Свердруп сказал, что он не видел на берегу Кагота и, следовательно, не смог поговорить с ним о судьбе девочки. Правда, существовала ранняя полудоговоренность о том, что в случае, если Нутэн останется в становище. Мери поплывет на «Мод» в Уэлен и оттуда, если от Кагота не поступит никаких иных распоряжений, отправится вместе с дочерью Карпенделя в Норвегию.
Напившись горячего кофе, Амундсен сделал в дневнике очередную запись:
«8 июля. Маленький канал, который вывел нас вчера вечером в большую полынью, был сильно забит торосистым льдом. Огромные торосы лезли вверх и вскоре обрушивались. Некоторые из них достигали шести метров высоты. Течение в этом месте было очень сильное. Мы все время наблюдали за происходившей в канале работой. Внезапно в 11.30 вечера льдины разлетелись в стороны со скоростью многих миль, и мы вскоре очутились в полынье. Она тянулась к северу. Мы шли ею до 3.30 утра, но тут она уклонилась слишком сильно к западу и перестала быть нам пригодной. Мы стали у кромки льда, Было мглисто и видимость плохая. В 8 часов утра прояснилось, и, к нашему изумлению, мы увидели большую полынью в северо-восточном направлении. Дали ход и быстро двинулись вперед. Между тем показалось солнце, и мы увидели вдали Айон и около десяти из старых, хорошо известных гор на берегу. Продолжали идти прекрасным открытым морем до 4 часов дня. Тут нас снова затерло».
В этот день к мысу Якан вышел измученный, почти потерявший человеческий облик Нутэн. Когда он дошел до яранг становища Еппын, первыми словами, которые он услышал, были:
– Где Кагот?
– Я его не видел, – ответил пересохшими, потрескавшимися губами Нутэн.
Наевшись, он заснул и спал двое суток.
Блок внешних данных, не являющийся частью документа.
PR #35145, opened 2023-04-14
GH-35144: [C++] Fix a unit test broken when the output order of the aggregate node changed

### LINKED ISSUE #35144: [C++] Unit test regression introduced by #34931

#34931 changed the order of of the aggregate node.  There was one unit test that was not updated with the new order and is now failing.  The new unit test was introduced recently in #34904 so I think the PR for #34931 probably wasn't rebased in the last day or two and so missed the check.

### Component(s)

C++

westonpace:
### Rationale for this change

The unit test was broken by a recent change and needed to be updated.

The unit test has been updated to expect the correct order.

### Are these changes tested?

Yes

No
* Closes: #35144


icexelloss (approved):

icexelloss:
Thanks @westonpace - I found the same issue. I thought all tests passed before I merged it but I must have missed somehow. Thanks for fixing!

westonpace:
> I thought all tests passed before I merged it but I must have missed somehow. 

They probably did all pass but they ran before #34904 was merged in.  This kind of thing happens every so often when two PRs conflict with each other.

PR #14198, opened 2022-09-21
ARROW-17349: [C++] Allow casting map types

wjones127:
* Implements casting functions from `MapType` -> `[MapType, list<struct>, large_list<struct>]`, with support for mapping the field names to new ones.
* Adds a new `Datum::View()` method to map an array to a new type.
* Use `Datum::View()` in early return of cast dispatching (if types are "equal"). Right now this is useful for mapping field names for map arrays, but it could also be used for list types once we enable some way to check if list types are equal except for its field name. See also: https://issues.apache.org/jira/browse/ARROW-14999

PR #35146, opened 2023-04-14
GH-29781: [C++][Parquet] Switch to use compliant nested types by default

### LINKED ISSUE #29781: [C++][Parquet] Default to compliant nested types in Parquet writer
In C++ there is already an option to get the "compliant_nested_types" (to have the list columns follow the Parquet specification), and ARROW-11497 exposed this option in Python.

This is still set to False by default, but in the source it says "TODO: At some point we should flip this.", and in ARROW-11497 there was also some discussion about what it would take to change the default.

cc @emkornfield @pitrou

**Reporter**: [Will Jones](https://issues.apache.org/jira/browse/ARROW-14196) / @wjones127
**Assignee**: [Will Jones](https://issues.apache.org/jira/browse/ARROW-14196) / @wjones127
#### Related issues:
- [[Python][Parquet] Allow to select columns of a list field without requiring the list component names](https://github.com/apache/arrow/issues/29862) (relates to)
- [[Python] pyarrow parquet writer for list does not conform with Apache Parquet specification](https://github.com/apache/arrow/issues/27376) (is related to)
#### PRs and other links:
- [GitHub Pull Request #14651](https://github.com/apache/arrow/pull/14651)

<sub>**Note**: *This issue was originally created as [ARROW-14196](https://issues.apache.org/jira/browse/ARROW-14196). Please see the [migration documentation](https://github.com/apache/arrow/issues/14542) for further details.*</sub>

wjones127:
### Rationale for this change

This has been a long-standing TODO.

* Closes: #29781

### DIFF
--- a/cpp/src/parquet/properties.h
+++ b/cpp/src/parquet/properties.h
@@ -934,7 +934,7 @@ class PARQUET_EXPORT ArrowWriterProperties {
     /// \brief When enabled, will not preserve Arrow field names for list types.
     ///
     /// Instead of using the field names Arrow uses for the values array of
-    /// list types (default "item"), will use "entries", as is specified in
+    /// list types (default "item"), will use "element", as is specified in
     /// the Parquet spec.
     ///
     /// This is enabled by default.
--- a/cpp/src/parquet/properties.h
+++ b/cpp/src/parquet/properties.h
@@ -879,8 +879,7 @@ class PARQUET_EXPORT ArrowWriterProperties {
           coerce_timestamps_unit_(::arrow::TimeUnit::SECOND),
           truncated_timestamps_allowed_(false),
           store_schema_(false),
-          // TODO: At some point we should flip this.
-          compliant_nested_types_(false),
+          compliant_nested_types_(true),
           engine_version_(V2),
           use_threads_(kArrowDefaultUseThreads),
           executor_(NULLPTR) {}
--- a/cpp/src/parquet/properties.h
+++ b/cpp/src/parquet/properties.h
@@ -937,13 +937,13 @@ class PARQUET_EXPORT ArrowWriterProperties {
     /// list types (default "item"), will use "entries", as is specified in
     /// the Parquet spec.
     ///
-    /// This is disabled by default, but will be enabled by default in future.
+    /// This is enabled by default.
     Builder* enable_compliant_nested_types() {
       compliant_nested_types_ = true;
       return this;
     }
 
-    /// Preserve Arrow list field name (default behavior).
+    /// Preserve Arrow list field name.
     Builder* disable_compliant_nested_types() {
       compliant_nested_types_ = false;
       return this;
--- a/cpp/src/parquet/arrow/arrow_schema_test.cc
+++ b/cpp/src/parquet/arrow/arrow_schema_test.cc
@@ -988,7 +988,7 @@ TEST_F(TestConvertArrowSchema, ParquetLists) {
   //   }
   // }
   {
-    auto element = PrimitiveNode::Make("string", Repetition::OPTIONAL,
+    auto element = PrimitiveNode::Make("element", Repetition::OPTIONAL,
                                        ParquetType::BYTE_ARRAY, ConvertedType::UTF8);
     auto list = GroupNode::Make("list", Repetition::REPEATED, {element});
     parquet_fields.push_back(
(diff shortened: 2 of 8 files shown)


cpp/src/parquet/properties.h
```diff
@@ -819,8 +819,7 @@ class PARQUET_EXPORT ArrowWriterProperties {
           coerce_timestamps_unit_(::arrow::TimeUnit::SECOND),
           truncated_timestamps_allowed_(false),
           store_schema_(false),
-          // TODO: At some point we should flip this.
```
mapleFU, line 822:
```
/// This is disabled by default, but will be enabled by default in future.
```

Should we change this in Loc 880?

wgtmac: The line 320 in the parquet.rst doc should also be changed.
```
   std::shared_ptr<ArrowWriterProperties> arrow_props = ArrowWriterProperties::Builder()
      .enable_deprecated_int96_timestamps() // default False
      ->store_schema() // default False
      ->enable_compliant_nested_types() // default False
      ->build();

```

mapleFU (approved):
```java
public abstract class ConversionPatterns {

  static final String MAP_REPEATED_NAME = "key_value";
  private static final String ELEMENT_NAME = "element";
```

Go through the Java code, seems that it also uses "element". LGTM

mapleFU:
In C++, code shows `force`. But when I go through code in arrow-rs, it doesn't say is force. Maybe we should ask the parquet maillist later?

wjones127:
> In C++, code shows `force`. But when I go through code in arrow-rs, it doesn't say is force. And though parquet-format use "element" in description, it doesn't says it's forced. Maybe we should ask the parquet maillist later?

The rules were laid out earlier here:

https://github.com/apache/parquet-format/blob/master/LogicalTypes.md#backward-compatibility-rules

Before this PR I did work to make sure that the Arrow C++ implementation (1) didn't care about the field names in equality comparison ([PR](https://github.com/apache/arrow/pull/14847)) and (2) could cheaply cast between types that differed only in field names ([PR](https://github.com/apache/arrow/pull/14198)).

mapleFU:
Thanks! So, this flag could make converting and reading a bit cheaper?

wgtmac:
Is it time to revive this PR and check it in? @wjones127

wgtmac (approved):
LGTM! cc @pitrou

cpp/src/parquet/properties.h
```diff
@@ -938,13 +937,13 @@ class PARQUET_EXPORT ArrowWriterProperties {
     /// list types (default "item"), will use "entries", as is specified in
```
pitrou, line 937: It seems this docstring is incorrect as per the Parquet spec, or am I reading it wrong?
```suggestion
    /// list types (default "item"), will use "element", as is specified in
```

See https://github.com/apache/parquet-format/blob/master/LogicalTypes.md#lists

mapleFU: Oops.

```c++
MapType::MapType(std::shared_ptr<DataType> key_type, std::shared_ptr<Field> item_field,
                 bool keys_sorted)
    : MapType(::arrow::field("key", std::move(key_type), false), std::move(item_field),
              keys_sorted) {}

MapType::MapType(std::shared_ptr<Field> key_field, std::shared_ptr<Field> item_field,
                 bool keys_sorted)
    : MapType(
          ::arrow::field("entries",
                         struct_({std::move(key_field), std::move(item_field)}), false),
          keys_sorted) {}
```

Found `"entries"` in `arrow/type.cc`, and spec is using "element". 

And here maybe we're using "entries":

```c++
/// In a field with Map type, the field has a child Struct field, which then
/// has two children: key type and the second the value type. The names of the
/// child fields may be respectively "entries", "key", and "value", but this is
/// not enforced.
///
/// Map
/// ```text
///   - child[0] entries: Struct
///     - child[0] key: K
///     - child[1] value: V
/// ```
/// Neither the "entries" field nor the "key" field may be nullable.
```

According to spec. Map should use "key_value". Seems it's incorrect? Am I right?

wjones127: You are right, that should be "element".

Parquet will always have them as "element". Arrow has it's own spec, but isn't prescriptive for the name of the list type. Either way, I don't think we should care too much about this detail; these field names should be pretty much invisible to users.

mapleFU (approved):

pitrou (approved):

PR #35148, opened 2023-04-14
GH-35133: [Go] Fails to build on 32-bit platform

### LINKED ISSUE #35133: [Go] Fails to build on 32-bit platforms

The current code fails to build on 32-bit platforms (at least on armel, armhf, mips, mipsel, linux-386 and windows-386) with the following error

```text
github.com/apache/arrow/go/v12/arrow/array
/go/pkg/mod/github.com/apache/arrow/go/v12@v12.0.0-20230414125938-59fe4ce90e2f/arrow/array/dictionary.go:1564:22: math.MaxUint32 (untyped int constant 4294967295) overflows int
```

### Component(s)

Go

zeroshade:
### Rationale for this change
Because in Go untyped `int` values use whatever the system's default size is, an untyped constant value of `math.MaxUint32` is larger than can fit in a 32-bit integer, which would be what `int` is on a 32-bit system.

As a result, we need to cast this failed situation so that we explicitly use a `int64` to ensure this builds on 32-bit systems.

* Closes: #35133

### DIFF
--- a/go/arrow/array/dictionary.go
+++ b/go/arrow/array/dictionary.go
@@ -45,12 +45,12 @@ import (
 //
 // For example, the array:
 //
-//      ["foo", "bar", "foo", "bar", "foo", "bar"]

Когда проснулся, его снова спросили о Каготе, и он снова ответил, что не видел его во льдах.
Как только позволила ледовая обстановка и разошелся туман, Амос спустил на воду байдару, и втроем, с Першиным и пришедшим в себя Нутэном, они отправились в море. Иногда, завидя темное пятно на одинокой льдине, они устремлялись к ней, но это был либо обломок старого пакового льда, либо морж… Кагота нигде не было.
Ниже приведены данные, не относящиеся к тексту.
PR #35159, opened 2023-04-16
GH-35133: [Go] fix for `math.MaxUint32 overflows int` error in 32-bit arch

### LINKED ISSUE #35133: [Go] Fails to build on 32-bit platforms

sunpe:
### Rationale for this change

When compiling on i386 arch, an error like `math.MaxUint32 (untyped int constant 4294967295) overflows int` will appear. The Int type is 32-bit and in 32-bit arch it overflows. In my PR, I cast `int` to `unint` to avoid this error.

* Closes: #35133

### DIFF
--- a/go/arrow/array/dictionary.go
+++ b/go/arrow/array/dictionary.go
@@ -1561,7 +1561,7 @@ func (u *unifier) GetResultWithIndexType(indexType arrow.DataType) (arrow.Array,
 	case arrow.INT16:
 		toobig = dictLen > math.MaxInt16
 	case arrow.UINT32:
-		toobig = dictLen > math.MaxUint32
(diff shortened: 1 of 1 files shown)


zeroshade (approved):
Thanks for the contribution! I'll merge this after the CI passes

Issue #35160, opened 2023-04-16
[Go]: ApproxEqual for strings


yevgenypats:
### Describe the enhancement requested

In lot's of databases null characters (`\x00`) are not accepted in strings (For example [postgres](https://stackoverflow.com/questions/28813409/are-null-bytes-allowed-in-unicode-strings-in-postgresql-via-python) but not only). I think given it's such a common gotch in dbs this would be a great use-case for an `arrayApproxEqualString` method just like we have `arrayApproxEqualFloat16`.

### Component(s)

Go

PR #35161, opened 2023-04-16
GH-35160: [Go] Add arrayApproxEqualString to ignore null chars

### LINKED ISSUE #56: ApproxEqual for strings

In lot's of databases null characters (`\x00`) are not accepted in strings (For example [postgres](https://stackoverflow.com/questions/28813409/are-null-bytes-allowed-in-unicode-strings-in-postgresql-via-python) but not only). I think given it's such a common gotch in dbs this would be a great use-case for an `arrayApproxEqualString` method just like we have `arrayApproxEqualFloat16`.

### Component(s)

Go

yevgenypats:

* Closes: apache/arrow-go#56
* GitHub Issue: #56

### DIFF
--- a/go/arrow/array/binarybuilder.go
+++ b/go/arrow/array/binarybuilder.go
@@ -19,6 +19,7 @@ package array
 import (
 	"bytes"
 	"encoding/base64"
+	"encoding/hex"
 	"fmt"
 	"math"
 	"reflect"
@@ -319,7 +320,10 @@ func (b *BinaryBuilder) UnmarshalOne(dec *json.Decoder) error {
 	case string:
 		data, err := base64.StdEncoding.DecodeString(v)
 		if err != nil {
-			return err
+			data, err = hex.DecodeString(v)
+			if err != nil {
+				return err
+			}
 		}
 		b.Append(data)
 	case []byte:
--- a/go/arrow/array/compare.go
+++ b/go/arrow/array/compare.go
@@ -19,6 +19,7 @@ package array
 import (
 	"fmt"
 	"math"
+	"strings"
 
 	"github.com/apache/arrow/go/v12/arrow"
 	"github.com/apache/arrow/go/v12/arrow/float16"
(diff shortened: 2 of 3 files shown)


go/arrow/array/binarybuilder.go
```diff
@@ -319,7 +320,10 @@ func (b *BinaryBuilder) UnmarshalOne(dec *json.Decoder) error {
 	case string:
 		data, err := base64.StdEncoding.DecodeString(v)
 		if err != nil {
-			return err
+			data, err = hex.DecodeString(v)
+			if err != nil {
+				return err
+			}
```
zeroshade, line 326: this seems odd to add here. Should we also add this to `AppendValueFromString` and update the docs that you can also use hex to specify binary strings?

go/arrow/array/compare.go
```diff
@@ -630,6 +631,34 @@ func validityBitmapEqual(left, right arrow.Array) bool {
 	return true
 }
 
+func stripNulls(s string) string {
+	return strings.ReplaceAll(s, "\x00", "")
+}
+
```
zeroshade, line 637: In the Arrow spec a String array should be all valid utf8. So shouldn't this only be for trimming trailing Nulls? (ie: use `strings.TrimRight` instead of `strings.ReplaceAll` )?

To this end, can you have a test with a string that contains a null inside it that *isn't* at the end and ensure that this approxequal only trims nulls, and doesn't strip them from within the string?

zeroshade (changes requested):

go/arrow/array/binarybuilder.go
yevgenypats: Hmm....Prob it was in another branch and ended up here. will remove

go/arrow/array/compare.go
yevgenypats: Interesting, wasn't aware of the valid utf8 specification. In that case there is no check in `string.Append` [method](https://github.com/cloudquery/arrow/blob/main/go/arrow/array/string.go#L321) to make sure there are no nulls inside the string. Should we add this check or string nulls inside the string? wdyt?

zeroshade: So for performance reasons we don't validate the utf8 strings on Append currently and leave it up to the producer to ensure that they are passing valid utf-8 strings when constructing the array (if it's not valid utf-8 they should be using a Binary array). 

On my list of things to do eventually is a "Validate" method for each array type like the C++ library has. That "Validate" method would do the UTF-8 validity check on the buffer so that a consumer can choose *when* they take the performance hit for validating the utf-8.

zeroshade:
@yevgenypats are you still planning on working on this? It still needs the that hex change removed etc.

yevgenypats:
Let's close this for now and I might open this once again a bit later, Im not sure if this is needed after your comment regarding nulls.

PR #35242, opened 2023-04-20
GH-35171: [C++][Parquet] Implement CRC for data page v2

### LINKED ISSUE #35171: [C++][Parquet] Parquet Support CRC on DataPage V2

Currently, we already support crc on DataPage V1 and Dictionary Page. Finally we need to support DataPage v2.
DataPage v2 is not used online, and parquet-testing not have data page v2 with crc, because parquet-mr didn't implement it. So we cannot use the file from parquet-testing.

### Component(s)

C++, Parquet

mapleFU:
### Rationale for this change

Implement crc for data page v2.

1. When writing, able to write crc for data page v2
2. When reading, able to read crc for data page v2
3. Testing

### Are these changes tested?

Yes, but parquet-testing don't have crc page v2 test. So no integration test

* Closes: #35171


mapleFU:
@wjones127 @wgtmac PTAL :)

mapleFU:
Test failed because parquet-mr in test file write "incorrect" Data Page crc in v2. I will disable them first.

mapleFU:
Oh, it's not that problem, damn...

mapleFU:
After re-create page header, the test below failed:

```
[  FAILED  ] 2 tests, listed below:
[  FAILED  ] WriteDictionary/TestArrowWriteDictionary.Statistics/0, where GetParam() = 4-byte object <00-00 00-00>
[  FAILED  ] WriteDictionary/TestArrowWriteDictionary.Statistics/1, where GetParam() = 4-byte object <01-00 00-00>
```

mapleFU:
@westonpace Hi Pace, I find that `current_page_header_` message Deserialize will not mark `__isset` field to unset when meet a new message. When I change to use a new header, `TestArrowWriteDictionary.Statistics` failed. And when I go through this unittest, I found that I give a wrong stats.

For test index:

```C++
ArrayFromJSON(::arrow::int32(), R"([0, 1, null, 0, 1, null])"),
```

It generate:

```
RowGroup1 [ Page1 [0, 1] Page2 [ null ] ]
RowGroup2 [ Page1 [0, 1] Page2 [ null ] ]
```

So, I think page2 should not have min-max stats, and I fix it here. Would you mind take a look at this patch? Thanks

mapleFU:
I will find out why fuzzing failed..

mapleFU:
The fuzzing find out that:

```
/arrow/cpp/src/generated/parquet_types.cpp:4425:18: runtime error: load of value 16, which is not a valid value for type 'PageType::type'
SUMMARY: UndefinedBehaviorSanitizer: undefined-behavior /arrow/cpp/src/generated/parquet_types.cpp:4425:18 in 
1
```

I guess previous it already has that problem...

cpp/src/parquet/column_reader.cc
```diff
@@ -487,16 +489,15 @@ std::shared_ptr<Page> SerializedPageReader::NextPage() {
 
     const PageType::type page_type = LoadEnumSafe(&current_page_header_.type);
 
-    // TODO(PARQUET-594) crc checksum for DATA_PAGE_V2
-    if (properties_.page_checksum_verification() &&
-        (page_type == PageType::DATA_PAGE || page_type == PageType::DICTIONARY_PAGE) &&
-        current_page_header_.__isset.crc) {
+    if (properties_.page_checksum_verification() && current_page_header_.__isset.crc) {
```
wgtmac, line 492: This change works for standard parquet files. However, if user has customized parquet to support index page, this may break their workload.

cpp/src/parquet/file_deserialize_test.cc
```diff
@@ -814,6 +834,30 @@ TEST_F(TestPageSerde, DictCrcCheckNonExistent) {
                          /* verification_checksum */ true, /* has_dictionary */ true);
 }
 
+TEST_F(TestPageSerde, DataPageV2CrcCheckSuccessful) {
```
wgtmac, line 837: Should we also add test with `has_dictionary=true` for completeness?

wgtmac: nit: switching to parameterized test would be more favorable here.

mapleFU: > Should we also add test with `has_dictionary=true` for completeness?

Sure, let me try it

cpp/src/parquet/column_reader.cc
mapleFU: Yes, so should I extract a pageTypeHasCrc ?

mapleFU:
Gently ping @wjones127

mapleFU:
Comments solved.

mapleFU:
( https://github.com/apache/arrow/pull/35242#issuecomment-1518558830 this happens because deserialized a bad enum value doesn't trigger ubsan, but assign it to another object may trigger...)

cpp/src/parquet/arrow/arrow_reader_writer_test.cc
```diff
@@ -4092,7 +4092,7 @@ TEST_P(TestArrowWriteDictionary, Statistics) {
       {{"b", "a"}, {"b", "a"}}, {{"c", "c"}, {"c", "c"}}, {{"d", "a"}, {"d", "a"}}};
   const std::vector<std::vector<std::vector<bool>>> expected_has_min_max_by_page = {
       {{true, true}, {true, true}},
-      {{true, true}, {true, true}},
+      {{true, false}, {true, false}},
```
wjones127, line 4095: Why did this change?

wjones127:
Most of the changes look good. But not sure why that test changed.

cpp/src/parquet/arrow/arrow_reader_writer_test.cc
mapleFU: https://github.com/apache/arrow/pull/35242#issuecomment-1517491968

This is mentioned here. Let me explain it:
1. Previously, `PageHeader` reuse same object, so `__isset` would not been cleared
2. So, `has_min_max` will keep "true" if first page has min-max, and second page not has.
3. In test case, the second page should not has min-max, but it has been set. I think previous test is a bug here. You can check it again

wjones127: That makes sense. Thanks for explaining.

wjones127 (approved):

mapleFU:
I guess https://github.com/apache/arrow/actions/runs/4832925654/jobs/8612322729?pr=35242 and https://github.com/apache/arrow/actions/runs/4832925654/jobs/8612322729?pr=35242 are timeout, and https://github.com/apache/arrow/actions/runs/4832925659/jobs/8612318748?pr=35242 is pandas issue. But I'm not sure =_=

Так продолжалось несколько дней.
Каждый раз байдару встречала Каляна, молчаливая и печальная. Ни о чем не спрашивая, она помогала вытаскивать суденышко на берег, разделывала добычу, уносила куски мяса и жира наверх, в хранилище..
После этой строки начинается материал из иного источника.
PR #35249, opened 2023-04-20
GH-35247: [C++] Add Arrow Substrait support for stddev/variance

### LINKED ISSUE #35247: [C++] Add Arrow Substrait support for stddev/variance

Recently, ibis-substrait added [support for stddev/variance](https://github.com/ibis-project/ibis-substrait/pull/583/). This issue will add support for the same in Arrow Substrait.

### Component(s)

C++

rtpsw:
See #35247
* Closes: #35247

### DIFF
--- a/cpp/src/arrow/engine/substrait/extension_set.cc
+++ b/cpp/src/arrow/engine/substrait/extension_set.cc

Была смутная надежда, что Кагота подобрала «Мод». Однако оттуда не было никаких известий.
Согласно старому обычаю Кагот не считался погибшим до прихода нового льда. Поэтому надежда, которую хранила в себе Каляна вместе с нарождающейся новой жизнью, каждый раз приводила ее на берег.
Так было все лето.
Пришел пароход, на который так надеялся учитель Першин, приехали люди и начали строить новый, никогда не виданный на Чукотке поселок сплошь из деревянных домов. Ждали большого умелого тангитанского лекаря, который должен вернуть зрение Гаймисину.
А Кагота все не было…
В яранге Каляны в укромном месте лежала его тетрадь, заполненная аккуратными, все возрастающими цифрами.
А Кагота все не было…
Лето на ледовитом побережье Чукотки проходит быстро. Только вчера еще было тепло, но по ночам уже стало подмораживать. Нутэн снял с высоких подставок нарту и начал ладить ее к зиме. На дальней косе вылегли моржи, и охотники готовились к осеннему забою.
Но Кагота среди них не было…
Настал день, когда к берегу становища Еппын подошел плотный лед и закрыл прибрежную полынью, образовав крепкий припай.
С небольшой деревянной чашей в руке, пройдя под поднятой и укрепленной на зиму байдарой, на берег спустилась женщина в кэркэре из темных одноцветных оленьих шкур и молча разбросала по льду искрошенное оленье мясо, табак и сахар. Так Каляна навсегда простилась еще с одним мужчиной, отнятым у нее безжалостным морем.
Но жизнь продолжалась. Она продолжалась в новых учениках Першина, привезенных с окрестной тундры и поселившихся в большом деревянном доме, в надежде на исцеление Гаймисина, в счастье Умкэнеу и, наконец, в ней самой, Каляне, в которой удивительный и необыкновенный человек Кагот зачал новую жизнь.